> **WHAT YOU ARE ASKED TO DO**
Going down the data below, set down exactly the line with "Fixes https://github.com/feross/webtorrent/issues/945" and each line after it through the line with "Hmm, now it"; no other lines.

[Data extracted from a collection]
* * * * * * * * *
PR #937, opened 2016-10-03
Initialize WRTC

DiegoRBaquero:
If the global WRTC variable is a function then call it to initialize it.

Related: 
- https://github.com/feross/webtorrent-hybrid/issues/46
- https://github.com/feross/webtorrent-hybrid/pull/47

### DIFF
--- a/index.js
+++ b/index.js
@@ -101,9 +101,10 @@ function WebTorrent (opts) {
     if (opts.wrtc) {
       // TODO: remove in v1
       console.warn('WebTorrent: opts.wrtc is deprecated. Use opts.tracker.wrtc instead')
-      self.tracker.wrtc = opts.wrtc // to support `webtorrent-hybrid` package
+      self.tracker.wrtc = opts.wrtc
     }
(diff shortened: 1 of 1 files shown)


index.js
```diff
@@ -101,9 +101,10 @@ function WebTorrent (opts) {
     if (opts.wrtc) {
       // TODO: remove in v1
       console.warn('WebTorrent: opts.wrtc is deprecated. Use opts.tracker.wrtc instead')
-      self.tracker.wrtc = opts.wrtc // to support `webtorrent-hybrid` package
+      self.tracker.wrtc = opts.wrtc
```
feross: Good call removing this comment -- this option can be used by any package, not just `webtorrent-hybrid` :)

feross:
Actually, I think this belongs in `bittorrent-tracker` instead, since that's where the `wrtc` option gets used. Let's just support it there.

feross:
See: https://github.com/feross/bittorrent-tracker/commit/cb8c324ebe3e72f6ff82e332327881a19b7edc28

PR #947, opened 2016-10-12
Don't run Electron tests on Travis

josephfrazier:
This is a workaround for https://github.com/feross/webtorrent/issues/945

Note that pull requests from other repos will still run the Electron
tests (and remind us that it's broken), but at least master will be
green again.

### DIFF
--- a/bin/test.js
+++ b/bin/test.js
@@ -6,11 +6,11 @@ var runSauceLabs = !process.env.CI ||
   (process.env.SAUCE_USERNAME && process.env.SAUCE_ACCESS_KEY)
 
 npmRun('test-node', function () {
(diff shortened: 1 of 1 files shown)


josephfrazier:
Disregard, there's a better way to fix it. See the following:

* https://github.com/feross/webtorrent/commit/1013b5b8bc5ce581849aab1ad8608fdc94506fb7#commitcomment-19400884
* https://travis-ci.org/josephfrazier/webtorrent/builds/167166344#L1830

feross:
Thanks for doing this workaround, but I made a real fix here: https://github.com/feross/webtorrent/pull/949

PR #948, opened 2016-10-12
Fix xvfb on Travis

josephfrazier:
Fixes https://github.com/feross/webtorrent/issues/945

Adapted from https://github.com/feross/webtorrent/commit/1013b5b8bc5ce581849aab1ad8608fdc94506fb7


josephfrazier:
Hmm, now it seems like Travis is just flaky, given that master is currently equivalent to commit 6b4f073 above...

master: https://travis-ci.org/feross/webtorrent/builds/167193572#L1832
6b4f073: https://travis-ci.org/feross/webtorrent/builds/167173908#L1835

feross:
I just tried changing `electron` to `electron-prebuilt` and re-ran the build 5 times. All passed.

Looks like there was some change between electron pre-1.0 and latest 1.x that is causing a race condition. Maybe the timing of some event changed and `zuul` needs to be updated? :shrug:

PR #961, opened 2016-10-28
add 'user-agent' option

zunsthy:
#962


feross:
Let's set the user agent, but I don't think we want it to be configuration by the end-user since the implementation that's that making the requests ought to be identifiable IMO. This still fixes the issue of there being no user agent: https://github.com/feross/webtorrent/issues/962

feross:
This PR is superseded by https://github.com/feross/webtorrent/pull/1019

PR #968, opened 2016-11-02
Add localfiles.alhur.es

fiatjaf:
A project I had for a very long time, now made easy by WebTorrent.


DiegoRBaquero:
Nice idea! Thanks for sharing

feross:
Very interesting idea.

PR #972, opened 2016-11-06
Do not choke on web seeds

gpetrov:
Web seeds should be considered as pure uncheked seeds according to BEP19

So we should never choke on them. Otherwise when there are no other
seeds, the downloads will hang


lib/torrent.js
```diff
@@ -1093,8 +1093,10 @@ Torrent.prototype._onWireWithMetadata = function (wire) {
     wire.port(self.client.dht.address().port)
   }
 
-  timeoutId = setTimeout(onChokeTimeout, CHOKE_TIMEOUT)
-  if (timeoutId.unref) timeoutId.unref()
+  if (wire.type !== 'webSeed') { // do not choke on webseeds
```
josephfrazier: Given that `onChokeTimeout` will do nothing if `wire.type === 'webSeed'`, is this guard necessary?

DiegoRBaquero: I'd rather have this line and remove the change in onChokeTimeout. Never setting the timeout is better.

josephfrazier: Good point. I noticed there's one other place where the timeout could be set, but I'm assuming it won't actually happen for web seeds? https://github.com/gpetrov/webtorrent/blob/a6a52cf436dfaa078dfa58dabcc2d4ac01bbbf2a/lib/torrent.js#L1070

DiegoRBaquero: Nope, a webseed can't send a "choke" signal.

feross: I agree with this. Let's not set the timeout

feross:
After the PR is updated, feel free to land this PR

lib/torrent.js
gpetrov: After further diving into the webseed logic, I think it should be even better if the webseed kicks in as last, when for example there are no other peers. Currently if webseed is given it is directly used as first peer and when this is a fast website connection, most downloads will go through the webseed and other peers will be used very little.

So I would suggest that webseeds also get the lowest priority (maybe as option).

I solved this currently in my case by adding the webseed dynamically 3 seconds after the torrent has being activated, so all client peers are exhausted first, but it is not an optimal solution.

What do you think?

josephfrazier: I'm not too familiar with the logic/code that handles webseed priority, but it sounds like a technically separate issue. I think we should go ahead and land this PR (once the required change has been made), then discuss webseed priority in a new issue/PR :-)

gpetrov:
are we good now? :)

josephfrazier:
Looks great, thanks!

DiegoRBaquero:
Great! Something we needed. @feross Can we get this published?

feross:
@DiegoRBaquero Sorry for the delay. Just published this as 0.98.1.

PR #974, opened 2016-11-10
Adding property for downloaded bytes per file.

mikeal:
Needed this in an app I've been building. It's almost the same as the property on the full torrent.

### DIFF
--- a/lib/file.js
+++ b/lib/file.js
@@ -38,6 +38,24 @@ function File (torrent, file) {
   }
 }
 
+Object.defineProperty(File.prototype, 'downloaded', {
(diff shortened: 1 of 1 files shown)


vankasteelj:
I second this, I need it too. `torrent.files[<index>].downloaded` is an API call I spent too much time trying to find x)

mikeal:
Is this going to get merged soon or should I deploy with a fork for a while until it is?

feross:
Released as 0.98.0. Sorry for the delay.

vankasteelj:
Awesome, thanks

PR #989, opened 2016-12-04
Add WTGC

FluorescentHallucinogen:
Add WebTorrent Google Cast (WTGC) app to "Who is using WebTorrent today?" list.


feross:
Wow, nice! I didn't realize that Google Cast was available via a JS API in Chrome!

PR #991, opened 2016-12-06
Don't send 'completed' event to tracker on client.seed

sidd:
Follow-on to [bittorrent-tracker/#185](https://github.com/feross/bittorrent-tracker/pull/185)

Completed event now only emits when a previously started torrent download completes

### DIFF
--- a/lib/torrent.js
+++ b/lib/torrent.js
@@ -1532,7 +1532,7 @@ Torrent.prototype._request = function (wire, index, hotswap) {
           wire.have(index)
         })
 
-        self._checkDone(onDone)
+        if (self._checkDone()) self.discovery.complete()
       } else {
         self.pieces[index] = new Piece(piece.length)
         self.emit('warning', new Error('Piece ' + index + ' failed verification'))
@@ -1541,10 +1541,6 @@ Torrent.prototype._request = function (wire, index, hotswap) {
     })
   })
 
-  function onDone () {
-    self.discovery.complete()
-  }
-
   function onUpdateTick () {
     process.nextTick(function () { self._update() })
   }
@@ -1552,10 +1548,9 @@ Torrent.prototype._request = function (wire, index, hotswap) {
   return true
 }
 
-Torrent.prototype._checkDone = function (cb) {
+Torrent.prototype._checkDone = function () {
   var self = this
   if (self.destroyed) return
-  if (!cb) cb = noop
 
   // are any new files done?
   self.files.forEach(function (file) {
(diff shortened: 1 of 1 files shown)


sidd:
@DiegoRBaquero From a glance it looks like `_checkDone` is eventually called via `_onTorrentId`, but this is from client.seed. So we could remove `_checkDone` from torrent.load, but now `torrent.js`'s proper operation is dependent on properly using it through client.seed

I'm not very close to this code, so let me know if I'm missing something obvious!

feross:
@DiegoRBaquero `_checkDone` needs to get called or else `file.on('done')` and `torrent.on('done')` won't fire on torrents that are added when they are already complete on disk.

I think this PR is correct to just change the message that is sent to the tracker server.

However, I have style comments. See inline.

lib/torrent.js
```diff
@@ -1541,16 +1541,21 @@ Torrent.prototype._request = function (wire, index, hotswap) {
...
+
   function onUpdateTick () {
     process.nextTick(function () { self._update() })
   }
 
   return true
 }
 
-Torrent.prototype._checkDone = function () {
+Torrent.prototype._checkDone = function (cb) {
```
feross: No need for a callback. This method is entirely sync. Let's just return `true` if the entire torrent is done, `false` otherwise.

lib/torrent.js
```diff
@@ -1579,7 +1584,7 @@ Torrent.prototype._checkDone = function () {
   if (!self.done && done) {
     self.done = true
     self._debug('torrent done: ' + self.infoHash)
-    self.discovery.complete()
+    cb(null)
     self.emit('done')
```
feross: Let's return `true` at the very end of this `if` statement.

lib/torrent.js
```diff
@@ -1579,7 +1584,7 @@ Torrent.prototype._checkDone = function () {
...
   }
```
feross: Otherwise, return `false`.

lib/torrent.js
```diff
@@ -1532,7 +1532,7 @@ Torrent.prototype._request = function (wire, index, hotswap) {
           wire.have(index)
         })
 
-        self._checkDone()
+        self._checkDone(onDone)
```
feross: If this returns `true`, then we can call `self.discovery.complete()`.

lib/torrent.js
sidd: Returning true before `_gcSelections` seems to be causing tests to hang. getBuffer never calls its callback: https://github.com/feross/webtorrent/blob/master/test/node/download-dht-magnet.js#L77.  `return self.done` after `_gcSelections` the function resolves this. Thoughts?

feross: Yeah, good point

feross:
0.98.2

PR #2282, opened 2022-03-22
refactor: replace deprecated String.prototype.substr()

CommanderRoot:

[ ] Documentation update
[x] Bug fix
[ ] New feature
[ ] Other, please explain:

[String.prototype.substr()](https://developer.mozilla.org/en-US/docs/Web/JavaScript/Reference/Global_Objects/String/substr) is deprecated so we replace it with [String.prototype.slice()](https://developer.mozilla.org/en-US/docs/Web/JavaScript/Reference/Global_Objects/String/slice) which works similarily but isn't deprecated.
.substr() probably isn't going away anytime soon but the change is trivial so it doesn't hurt to do it.

### DIFF
--- a/index.js
+++ b/index.js
@@ -214,7 +214,7 @@ class WebTorrent extends EventEmitter {
           }
           port.postMessage(chunk)
           if (!chunk) cleanup()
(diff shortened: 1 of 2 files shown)


DiegoRBaquero (approved):

DiegoRBaquero:
Thank you <3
* * * * * * * * *
> **EXERCISE ANSWER**
Fixes https://github.com/feross/webtorrent/issues/945

Adapted from https://github.com/feross/webtorrent/commit/1013b5b8bc5ce581849aab1ad8608fdc94506fb7


josephfrazier:
Hmm, now it seems like Travis is just flaky, given that master is currently equivalent to commit 6b4f073 above...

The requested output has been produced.